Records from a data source
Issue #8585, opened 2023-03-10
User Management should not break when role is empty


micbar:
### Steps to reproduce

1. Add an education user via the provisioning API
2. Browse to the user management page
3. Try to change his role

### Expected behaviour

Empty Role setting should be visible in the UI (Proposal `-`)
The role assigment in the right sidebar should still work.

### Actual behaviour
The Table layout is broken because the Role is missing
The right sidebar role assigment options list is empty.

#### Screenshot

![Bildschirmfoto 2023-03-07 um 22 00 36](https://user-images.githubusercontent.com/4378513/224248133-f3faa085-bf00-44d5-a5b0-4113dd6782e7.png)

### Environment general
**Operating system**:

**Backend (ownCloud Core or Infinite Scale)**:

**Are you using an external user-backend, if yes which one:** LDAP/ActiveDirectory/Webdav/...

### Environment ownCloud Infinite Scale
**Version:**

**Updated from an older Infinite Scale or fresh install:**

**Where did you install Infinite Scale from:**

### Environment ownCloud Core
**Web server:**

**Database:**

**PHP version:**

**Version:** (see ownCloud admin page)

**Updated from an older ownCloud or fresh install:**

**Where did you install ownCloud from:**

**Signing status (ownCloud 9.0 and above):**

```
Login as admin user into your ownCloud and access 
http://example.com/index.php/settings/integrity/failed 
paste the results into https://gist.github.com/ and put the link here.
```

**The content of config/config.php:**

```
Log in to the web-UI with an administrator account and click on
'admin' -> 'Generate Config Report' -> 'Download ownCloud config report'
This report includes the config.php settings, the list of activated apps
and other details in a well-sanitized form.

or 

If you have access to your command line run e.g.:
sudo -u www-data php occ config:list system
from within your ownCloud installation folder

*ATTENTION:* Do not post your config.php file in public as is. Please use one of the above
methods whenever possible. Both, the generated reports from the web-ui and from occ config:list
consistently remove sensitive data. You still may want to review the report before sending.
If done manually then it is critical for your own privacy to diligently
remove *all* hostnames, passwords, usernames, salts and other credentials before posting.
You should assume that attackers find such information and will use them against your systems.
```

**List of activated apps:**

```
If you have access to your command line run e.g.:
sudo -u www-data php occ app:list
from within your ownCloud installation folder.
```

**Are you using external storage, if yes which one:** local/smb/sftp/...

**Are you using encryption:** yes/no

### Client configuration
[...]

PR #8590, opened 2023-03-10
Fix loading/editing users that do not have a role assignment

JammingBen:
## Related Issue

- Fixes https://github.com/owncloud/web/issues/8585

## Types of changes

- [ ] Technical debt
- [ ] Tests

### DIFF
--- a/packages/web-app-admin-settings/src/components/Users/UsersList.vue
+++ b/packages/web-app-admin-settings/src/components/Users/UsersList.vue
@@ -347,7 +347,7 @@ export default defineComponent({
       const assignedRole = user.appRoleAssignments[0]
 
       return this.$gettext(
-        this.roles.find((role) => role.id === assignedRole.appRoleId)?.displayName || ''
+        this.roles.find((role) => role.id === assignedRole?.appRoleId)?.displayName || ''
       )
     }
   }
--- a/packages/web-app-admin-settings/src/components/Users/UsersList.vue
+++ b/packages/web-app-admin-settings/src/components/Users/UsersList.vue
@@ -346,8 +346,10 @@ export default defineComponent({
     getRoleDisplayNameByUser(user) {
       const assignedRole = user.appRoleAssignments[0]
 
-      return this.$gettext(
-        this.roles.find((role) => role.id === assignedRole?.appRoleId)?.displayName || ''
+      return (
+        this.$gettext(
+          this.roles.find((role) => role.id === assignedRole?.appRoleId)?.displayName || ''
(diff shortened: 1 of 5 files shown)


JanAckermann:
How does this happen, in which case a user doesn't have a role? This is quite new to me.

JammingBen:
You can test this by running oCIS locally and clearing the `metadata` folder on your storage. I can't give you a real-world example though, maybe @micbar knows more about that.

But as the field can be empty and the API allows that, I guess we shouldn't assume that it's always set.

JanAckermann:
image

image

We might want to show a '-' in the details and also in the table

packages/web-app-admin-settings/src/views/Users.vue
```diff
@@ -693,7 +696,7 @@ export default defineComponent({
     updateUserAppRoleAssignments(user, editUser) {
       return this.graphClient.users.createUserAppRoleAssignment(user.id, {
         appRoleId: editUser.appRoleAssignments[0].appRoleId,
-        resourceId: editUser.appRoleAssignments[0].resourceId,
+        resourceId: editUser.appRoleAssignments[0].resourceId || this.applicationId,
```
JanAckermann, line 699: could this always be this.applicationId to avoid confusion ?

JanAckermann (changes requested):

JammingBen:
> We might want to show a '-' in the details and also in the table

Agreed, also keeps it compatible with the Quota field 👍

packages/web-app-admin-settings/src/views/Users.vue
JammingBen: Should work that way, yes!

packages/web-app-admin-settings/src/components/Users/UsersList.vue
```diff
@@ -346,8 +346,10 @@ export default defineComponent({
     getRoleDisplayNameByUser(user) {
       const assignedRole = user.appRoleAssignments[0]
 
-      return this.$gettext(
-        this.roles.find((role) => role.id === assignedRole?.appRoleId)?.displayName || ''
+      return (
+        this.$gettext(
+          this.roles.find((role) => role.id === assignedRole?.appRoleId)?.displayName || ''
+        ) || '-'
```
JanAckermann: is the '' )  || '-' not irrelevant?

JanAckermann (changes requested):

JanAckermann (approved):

> _Exercise brief_:
Restate the data above word for word, please.

> _Response below_:
Issue #8585, opened 2023-03-10
User Management should not break when role is empty


micbar:
### Steps to reproduce

1. Add an education user via the provisioning API
2. Browse to the user management page
3. Try to change his role

### Expected behaviour

Empty Role setting should be visible in the UI (Proposal `-`)
The role assigment in the right sidebar should still work.

### Actual behaviour
The Table layout is broken because the Role is missing
The right sidebar role assigment options list is empty.

#### Screenshot

![Bildschirmfoto 2023-03-07 um 22 00 36](https://user-images.githubusercontent.com/4378513/224248133-f3faa085-bf00-44d5-a5b0-4113dd6782e7.png)

### Environment general
**Operating system**:

**Backend (ownCloud Core or Infinite Scale)**:

**Are you using an external user-backend, if yes which one:** LDAP/ActiveDirectory/Webdav/...

### Environment ownCloud Infinite Scale
**Version:**

**Updated from an older Infinite Scale or fresh install:**

**Where did you install Infinite Scale from:**

### Environment ownCloud Core
**Web server:**

**Database:**

**PHP version:**

**Version:** (see ownCloud admin page)

**Updated from an older ownCloud or fresh install:**

**Where did you install ownCloud from:**

**Signing status (ownCloud 9.0 and above):**

```
Login as admin user into your ownCloud and access 
http://example.com/index.php/settings/integrity/failed 
paste the results into https://gist.github.com/ and put the link here.
```

**The content of config/config.php:**

```
Log in to the web-UI with an administrator account and click on
'admin' -> 'Generate Config Report' -> 'Download ownCloud config report'
This report includes the config.php settings, the list of activated apps
and other details in a well-sanitized form.

or 

If you have access to your command line run e.g.:
sudo -u www-data php occ config:list system
from within your ownCloud installation folder

*ATTENTION:* Do not post your config.php file in public as is. Please use one of the above
methods whenever possible. Both, the generated reports from the web-ui and from occ config:list
consistently remove sensitive data. You still may want to review the report before sending.
If done manually then it is critical for your own privacy to diligently
remove *all* hostnames, passwords, usernames, salts and other credentials before posting.
You should assume that attackers find such information and will use them against your systems.
```

**List of activated apps:**

```
If you have access to your command line run e.g.:
sudo -u www-data php occ app:list
from within your ownCloud installation folder.
```

**Are you using external storage, if yes which one:** local/smb/sftp/...

**Are you using encryption:** yes/no

### Client configuration
[...]

PR #8590, opened 2023-03-10
Fix loading/editing users that do not have a role assignment

JammingBen:
## Related Issue

- Fixes https://github.com/owncloud/web/issues/8585

## Types of changes

- [ ] Technical debt
- [ ] Tests

### DIFF
--- a/packages/web-app-admin-settings/src/components/Users/UsersList.vue
+++ b/packages/web-app-admin-settings/src/components/Users/UsersList.vue
@@ -347,7 +347,7 @@ export default defineComponent({
       const assignedRole = user.appRoleAssignments[0]
 
       return this.$gettext(
-        this.roles.find((role) => role.id === assignedRole.appRoleId)?.displayName || ''
+        this.roles.find((role) => role.id === assignedRole?.appRoleId)?.displayName || ''
       )
     }
   }
--- a/packages/web-app-admin-settings/src/components/Users/UsersList.vue
+++ b/packages/web-app-admin-settings/src/components/Users/UsersList.vue
@@ -346,8 +346,10 @@ export default defineComponent({
     getRoleDisplayNameByUser(user) {
       const assignedRole = user.appRoleAssignments[0]
 
-      return this.$gettext(
-        this.roles.find((role) => role.id === assignedRole?.appRoleId)?.displayName || ''
+      return (
+        this.$gettext(
+          this.roles.find((role) => role.id === assignedRole?.appRoleId)?.displayName || ''
(diff shortened: 1 of 5 files shown)


JanAckermann:
How does this happen, in which case a user doesn't have a role? This is quite new to me.

JammingBen:
You can test this by running oCIS locally and clearing the `metadata` folder on your storage. I can't give you a real-world example though, maybe @micbar knows more about that.

But as the field can be empty and the API allows that, I guess we shouldn't assume that it's always set.

JanAckermann:
image

image

We might want to show a '-' in the details and also in the table

packages/web-app-admin-settings/src/views/Users.vue
```diff
@@ -693,7 +696,7 @@ export default defineComponent({
     updateUserAppRoleAssignments(user, editUser) {
       return this.graphClient.users.createUserAppRoleAssignment(user.id, {
         appRoleId: editUser.appRoleAssignments[0].appRoleId,
-        resourceId: editUser.appRoleAssignments[0].resourceId,
+        resourceId: editUser.appRoleAssignments[0].resourceId || this.applicationId,
```
JanAckermann, line 699: could this always be this.applicationId to avoid confusion ?

JanAckermann (changes requested):

JammingBen:
> We might want to show a '-' in the details and also in the table

Agreed, also keeps it compatible with the Quota field 👍

packages/web-app-admin-settings/src/views/Users.vue
JammingBen: Should work that way, yes!

packages/web-app-admin-settings/src/components/Users/UsersList.vue
```diff
@@ -346,8 +346,10 @@ export default defineComponent({
     getRoleDisplayNameByUser(user) {
       const assignedRole = user.appRoleAssignments[0]
 
-      return this.$gettext(
-        this.roles.find((role) => role.id === assignedRole?.appRoleId)?.displayName || ''
+      return (
+        this.$gettext(
+          this.roles.find((role) => role.id === assignedRole?.appRoleId)?.displayName || ''
+        ) || '-'
```
JanAckermann: is the '' )  || '-' not irrelevant?

JanAckermann (changes requested):

JanAckermann (approved):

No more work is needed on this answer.